Assigned task => Your answer should repeat every line of the records below in which the word "certs" appears.

━━━━━━━━━━━━━━━━

PR #1740, opened 2026-06-30
fix(deploy): mount postgres volume at PG18 parent dir, not legacy /data (#1739)

### LINKED ISSUE #1739: postgres-18 substrate: deploy composes mount the volume at the pre-18 data dir → container refuses to boot
The bundled PostgreSQL substrate was bumped 16.14 → 18.4 in `b5ce32ba`, but the deploy composes still mount the data volume at the **pre-18** path. The postgres:18 Docker image moved its default `PGDATA` to a major-version-specific subdirectory (`/var/lib/postgresql/18/docker`) and the recommended mount point to `/var/lib/postgresql` (docker-library/postgres#1259). With the old mount, the 18 entrypoint sees a volume at the legacy `/var/lib/postgresql/data` that does not match its PGDATA, treats it as an un-migrated upgrade, and **refuses to start**.

## Impact

Every compose that runs containerized postgres is broken on a fresh postgres-18 volume — the container exits 1 in a restart loop, the healthcheck never passes, and `server` (which `depends_on` postgres `service_healthy`) never starts:

- `docker-compose.uat.yml` (repo root)
- `deploy/docker/docker-compose.demo.yml`
- `deploy/docker/docker-compose.full-uat.yml`
- `deploy/docker/docker-compose.reference.yml`
- `deploy/docker/docker-compose.reference-gateway.yml`
- `deploy/docker/docker-compose.viz-uat.yml`
- `deploy/docker/docker-compose.sanitizer-uat.yml`
- `scripts/test/docker-compose.upgrade-test.yml`

Unreleased — postgres is a `dev`-only feature (no `Dockerfile.postgres` at `v0.12.0`), so no shipped release is affected. It slips through CI because no CI leg boots the deploy composes (already noted in CLAUDE.md re: PKI: "gated on a bootable stack since no CI boots the deploy composes").

## Reproduction

```
docker run -d --name pg -e POSTGRES_PASSWORD=a -e YUZU_DB_PASSWORD=b \
  -v pgvol:/var/lib/postgresql/data ghcr.io/tr3kkr/yuzu-postgres:<dev-sha>
docker logs pg
# Error: in 18+, these Docker images are configured to store database data in a
#   format which is compatible with "pg_ctlcluster" ...
#   Counter to that, there appears to be PostgreSQL data in:
#     /var/lib/postgresql/data (unused mount/volume)
```

The image's actual `PGDATA` is `/var/lib/postgresql/18/docker`; the compose mounts `postgres-data:/var/lib/postgresql/data`.

## Fix

Mount the volume at the 18+ recommended single mount point in each compose:

```diff
-      - postgres-data:/var/lib/postgresql/data
+      - postgres-data:/var/lib/postgresql
```

Verified: with the volume mounted at `/var/lib/postgresql`, the container inits cleanly (`role yuzu + database yuzu ready (pgvector installed)`) and reports `health=healthy`.

Also stale: `deploy/docker/Dockerfile.postgres` line 39 comment still says `Data dir: /var/lib/postgresql/data` — should be `/var/lib/postgresql` (the runtime contract for the composes).

## Follow-up worth considering

A CI leg that actually `docker compose up`s one deploy compose and waits for `/readyz` would have caught this — and would catch the next "stack won't boot" regression. This is the second such class of bug noted (the PKI distribution flip was the first).

Found while standing up a dev stack from these composes in the yuzu-range test environment.

fjarvis:
Fixes #1739.

## Problem

The bundled Postgres substrate was bumped 16.14 → 18.4, but every deploy compose still mounts the data volume at the pre-18 path `/var/lib/postgresql/data`. The `postgres:18` image stores data in a version-pinned subdir (`$PGDATA=/var/lib/postgresql/18/docker`) and reads a volume at the legacy `/data` path as an un-migrated upgrade — the container exits 1 in a restart loop, the healthcheck never passes, and `server` (which `depends_on` postgres `service_healthy`) never starts (docker-library/postgres#1259).

## Fix

Mount the named volume at the PG18-recommended parent `/var/lib/postgresql` in every affected compose:

- `docker-compose.uat.yml`
- `deploy/docker/docker-compose.demo.yml`
- `deploy/docker/docker-compose.full-uat.yml`
- `deploy/docker/docker-compose.reference.yml`
- `deploy/docker/docker-compose.reference-gateway.yml`
- `deploy/docker/docker-compose.viz-uat.yml`
- `scripts/test/docker-compose.upgrade-test.yml`
- **`deploy/docker/docker-compose.yml`** — the base dev compose, *not* in the issue's list but built from the same `Dockerfile.postgres`; same bug, fixed here too.

The two reference composes had tried to work around this by pinning `PGDATA: /var/lib/postgresql/data`; that does **not** avoid the abort, so the override (and its now-wrong comment) is removed — PGDATA is left at the image default, which now lives inside the mounted parent.

`Dockerfile.postgres`'s stale `Data dir:` comment is corrected to the PG18 contract.

`docker-compose.sanitizer-uat.yml` is deliberately untouched — it runs postgres ephemerally with **no** data volume.

## Verification

Tested against the real `postgres:18-bookworm` base image:

| Mount | Result |
|---|---|
| `…:/var/lib/postgresql/data` (old) | `exited (1)` — `Error: … there appears to be PostgreSQL data in: /var/lib/postgresql/data (unused mount/volume)` (the exact error from the issue) |
| `…:/var/lib/postgresql` (new) | `running` — `database system is ready to accept connections` |

All eight edited composes pass a YAML parse check.

## Scope / safety

Unreleased — postgres is a `dev`-only feature (no `Dockerfile.postgres` at `v0.12.0`), so no shipped release is affected. The 16→18 base bump already required a fresh volume, so there's no in-place migration to preserve.

## Follow-up (not in this PR)

The issue suggests a CI leg that `docker compose up`s one deploy compose and waits for `/readyz` — would catch this class of "stack won't boot" regression. Worth a separate issue/PR.


fjarvis:
## Governance pipeline — clean bill, no blocking findings

Ran the full `/governance` pipeline on this branch (`origin/dev..fix/pg18-compose-mount-path`). Right-sized to the change (deploy-config only; skipped the C++/proto/DSL/gateway agents that have no surface here).

| Gate | Reviewers | Result |
|---|---|---|
| 2 | security-guardian, docs-writer | PASS / 1 SHOULD (CHANGELOG) |
| 3 | release-deploy, build-ci | APPROVE / nothing actionable |
| 4 | happy-path, unhappy-path, consistency-auditor | PASS / risk register (all SHOULD-NICE) / PASS |
| 5 | chaos-injector | CH-3 boot-verify (P0); CH-1/CH-2 → follow-ups |
| 6 | compliance-officer, sre, enterprise-readiness | PASS / PASS / PASS |

No CRITICAL/HIGH/BLOCKING. Headline non-blocking finding: for an operator with a pre-existing (PG16-era) `postgres-data` volume, the mount move turns a loud boot-loop into a *silent* empty-DB re-init (old data orphaned, not destroyed). Moot for shipped releases — postgres is unreleased/dev-only.

### Findings resolved (commit f2104344)
- **CHANGELOG** `[Unreleased] ### Fixed` entry added, including the dev/UAT `down -v` upgrade note for the orphaned pre-18 cluster.
- **`docs/user-manual/upgrading.md`** `down -v` warning now names `postgres-data` alongside `server-data`.

### Empirical verification (chaos CH-3, P0)
Built the actual `yuzu-postgres` image and booted it on the new `/var/lib/postgresql` mount:
- first-boot init scripts + pgvector + app-credential healthcheck all pass;
- `$PGDATA` lands at `/var/lib/postgresql/18/docker` **inside** the mounted volume;
- a seeded row survives a restart with **no** second init (data persists, no re-init).

This grounds the central claim against our own image, not just the base — closing the "no CI leg boots the deploy composes" gap for this change.

### Deferred follow-ups (filed)
- #1741 — CI leg that boots one deploy compose and waits on `/readyz` (would have caught this class of bug; also covers the bind-mount-parent ownership case, UP-4/CH-2).
- #1742 — observability: flag a silent fresh-cluster re-init of the Postgres substrate (SRE + CH-1/UP-2).

CHANGELOG.md
```diff
@@ -315,6 +315,23 @@ and this project adheres to [Semantic Versioning](https://semver.org/spec/v2.0.0
...
+  The volume is now mounted at the PG18-recommended parent `/var/lib/postgresql` across all
+  nine affected composes (including the base `docker-compose.yml` the original report missed),
+  and the two reference composes' non-working `PGDATA: /var/lib/postgresql/data` override has
+  been removed (PGDATA is left at the image default). Unreleased — postgres is a `dev`-only
+  feature with no `Dockerfile.postgres` at v0.12.0, so no shipped release is affected.
+  **Dev/UAT upgrade note:** an operator who already ran one of these stacks before this fix
+  has a pre-18 cluster at the volume root that PG18 cannot read in place; on first boot under
+  the new mount PostgreSQL silently re-initialises an empty cluster at `…/18/docker` and the
+  old data is orphaned (not destroyed) inside the same volume. Since the substrate carries no
+  production data yet, run `docker compose down -v` to discard the stale volume before the
```
Tr3kkR: 🔴 **HIGH — over-broad destructive recovery command.**

`docker compose down -v` removes **every** named volume in the project, not just `postgres-data`. In the reference compose that includes `server-data` and the **`certs`** volume (the per-install CA + leaf certs) — destroying it forces the **entire fleet to re-enroll**.

This directly contradicts the data-safety contract this same PR edits:
- `docs/user-manual/upgrading.md:357` — "**Never** run `docker compose down -v` unless you intend to delete `server-data`, `postgres-data` … and every bit of server state."
- `deploy/docker/docker-compose.reference.yml` header CAUTION — `down -v` deletes `server-data`, `certs`, **and** `postgres-data`.

The "substrate carries no production data yet" qualifier covers Postgres only — not the other named server-state volumes.

**Fix:** retarget to a volume-specific removal, e.g. `docker compose down` then `docker volume rm <project>_postgres-data` (or `_postgres-uat-data` for full-UAT) — or add an explicit "this wipes ALL project volumes incl. `certs`/`server-data`" warning.

*Found independently by both Codex (C1) and Kimi (K2).*

CHANGELOG.md
```diff
@@ -315,6 +315,23 @@ and this project adheres to [Semantic Versioning](https://semver.org/spec/v2.0.0
...
 ### Fixed
 
+- **PostgreSQL substrate container refused to boot on PostgreSQL 18 (#1739).** Every bundled
+  Docker Compose mounted the `postgres-data` volume at `/var/lib/postgresql/data` (the pre-18
+  `PGDATA` path). The `postgres:18` image stores data in a version-pinned subdirectory
+  (`/var/lib/postgresql/18/docker`) and treats a volume mounted at the legacy path as an
+  un-migrated upgrade, so the container exited 1 in a restart loop and the `server` service
+  (which `depends_on` the postgres healthcheck) never started (docker-library/postgres#1259).
+  The volume is now mounted at the PG18-recommended parent `/var/lib/postgresql` across all
+  nine affected composes (including the base `docker-compose.yml` the original report missed),
```
Tr3kkR: 🟡 **LOW — count is off by one.**

Exactly **eight** composes carry a `postgres-data`/`postgres-uat-data` volume and all eight were fixed; there is no ninth. (`deploy/docker/docker-compose.uat.yml` and `docker-compose.sanitizer-uat.yml` carry no Postgres data volume — the latter is deliberately volume-less.) Coverage is complete; only the number is wrong.

**Fix:** "nine" → "eight" (or enumerate the eight files).

*Found by both reviewers and independently confirmed.*

Tr3kkR (changes requested):
## 🔴 Adversarial review (Codex vs Kimi) — CHANGES REQUESTED

Two independent reviewers — **Codex** (empirical, ran builds/tests) and **Kimi** (static-read) — reviewed this PR in two phases (independent review, then cross-examination). **Both returned BLOCK.**

The core fix is **correct and complete**: moving the `postgres-data` mount to the PG18 parent `/var/lib/postgresql` and dropping the now-wrong `PGDATA` override across the 8 static composes. Verified empirically — `docker compose config` renders all 8 cleanly with the mount normalizing to `/var/lib/postgresql`, and `scripts/check-compose-versions.sh` + `tests/shell/test_check_compose_versions.sh` pass.

Two HIGH gaps block merge; both are small, in-scope, same-PR fixes.

### 🔴 HIGH (1 of 2) — The Compose Wizard still generates the broken pre-PG18 mount
*(Not attachable as an inline comment — `tools/compose-wizard/js/generate.js` isn't part of this PR's diff. That's exactly the point: the fix is incomplete.)*

`tools/compose-wizard/js/generate.js` was not updated:
- `:622` still labels the image **"PostgreSQL 16"**
- `:640` emits `- postgres-data:/var/lib/postgresql/data` (persistent-volumes branch)
- `:642` emits `- /var/lib/postgresql/data` (non-persistent branch)

The Compose Wizard is a **shipped release asset** (`.github/workflows/release.yml:1848-1866` packages `tools/compose-wizard/` into `yuzu-compose-wizard-<ver>.zip`). An operator who downloads it and generates a bundled + persistent Postgres stack hits the **exact #1739 restart loop this PR fixes**.

**Fix:** `:622` → "PostgreSQL 18 …"; `:640`/`:642` → mount at `/var/lib/postgresql` (both branches); leave `PGDATA` unset.

*Found by Kimi; Codex independently reproduced it in cross-examination by running `generateCompose()` and confirming the bad output + the release-packaging path.*

### 🔴 HIGH (2 of 2) — CHANGELOG `down -v` recovery advice is over-broad
See inline comment on line 333. `down -v` destroys `server-data` and the reference compose's **`certs`** volume (CA + leaves → whole-fleet re-enrollment), not just `postgres-data` — contradicting the data-safety contract this same PR edits. *Found independently by both reviewers.*

### 🟡 LOW — "nine affected composes" but eight were changed
See inline comment on line 325.

---

**Adjudicated and dropped:** a reviewer flagged a stale `/var/lib/postgresql/data` reference in `docs/plans/viz-host-drilldown-handover-2026-05-14.md`. Ruled **not a defect** — that line describes a *native Alpine* PostgreSQL VM, where `/var/lib/postgresql/data` is the correct native cluster path; the PG18 parent-dir convention is specific to the `docker-library/postgres:18` image.

**To clear BLOCK:** (1) fix `generate.js` (622 + 640/642), (2) retarget the CHANGELOG `down -v` advice to a volume-specific removal, (3) correct "nine" → "eight".

CHANGELOG.md
fjarvis: Fixed in 08b99d08. The note now recommends a volume-specific removal — `docker compose down` then `docker volume rm <project>_postgres-data` (or `_postgres-uat-data` for full-UAT) — with an explicit **do not use `down -v`** warning calling out that it also destroys `server-data` and the reference compose's `certs` volume (whole-fleet re-enrollment). The `upgrading.md` line you quoted stays as the correct safety contract.

CHANGELOG.md
fjarvis: Fixed in 08b99d08 — "nine" → "eight". (The ninth changed file is `Dockerfile.postgres`, a comment-only edit, not a compose.)

fjarvis:
All three findings addressed in 08b99d08. Thanks to both reviewers — the Compose Wizard gap was a real hole in the original fix.

### 🔴 HIGH 1 — Compose Wizard generator
Right call. `tools/compose-wizard/js/generate.js` now mounts the PG18 parent `/var/lib/postgresql` in **both** volume branches (persistent `:640` and anonymous non-persistent `:642`), with a guard comment citing #1259, and the generated header (`:622`) + the wizard UI label (`index.html:201`) now say "PostgreSQL 18". PGDATA was already unset and stays unset.

Verified by running `generateCompose()` in node for both `persistentVolumes` settings: emits the parent mount, no legacy `/data`, correct label, and the full output parses as valid YAML.

### 🔴 HIGH 2 — over-broad `down -v`
Retargeted to a volume-specific removal (`docker compose down` + `docker volume rm <project>_postgres-data`), with an explicit "do not use `down -v` — it also wipes `server-data` and `certs`" warning. Replied inline.

### 🟡 LOW — "nine" → "eight"
Fixed (the ninth changed file is the comment-only `Dockerfile.postgres`, not a compose). Replied inline.

The core fix and the empirical CH-3 boot-verify from the governance run are unchanged. Re-requesting review.

Tr3kkR (approved):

━━━━━━━━━━━━━━━━

Answer box =>
`docker compose down -v` removes **every** named volume in the project, not just `postgres-data`. In the reference compose that includes `server-data` and the **`certs`** volume (the per-install CA + leaf certs) — destroying it forces the **entire fleet to re-enroll**.
- `deploy/docker/docker-compose.reference.yml` header CAUTION — `down -v` deletes `server-data`, `certs`, **and** `postgres-data`.
**Fix:** retarget to a volume-specific removal, e.g. `docker compose down` then `docker volume rm <project>_postgres-data` (or `_postgres-uat-data` for full-UAT) — or add an explicit "this wipes ALL project volumes incl. `certs`/`server-data`" warning.
See inline comment on line 333. `down -v` destroys `server-data` and the reference compose's **`certs`** volume (CA + leaves → whole-fleet re-enrollment), not just `postgres-data` — contradicting the data-safety contract this same PR edits. *Found independently by both reviewers.*
fjarvis: Fixed in 08b99d08. The note now recommends a volume-specific removal — `docker compose down` then `docker volume rm <project>_postgres-data` (or `_postgres-uat-data` for full-UAT) — with an explicit **do not use `down -v`** warning calling out that it also destroys `server-data` and the reference compose's `certs` volume (whole-fleet re-enrollment). The `upgrading.md` line you quoted stays as the correct safety contract.
Retargeted to a volume-specific removal (`docker compose down` + `docker volume rm <project>_postgres-data`), with an explicit "do not use `down -v` — it also wipes `server-data` and `certs`" warning. Replied inline.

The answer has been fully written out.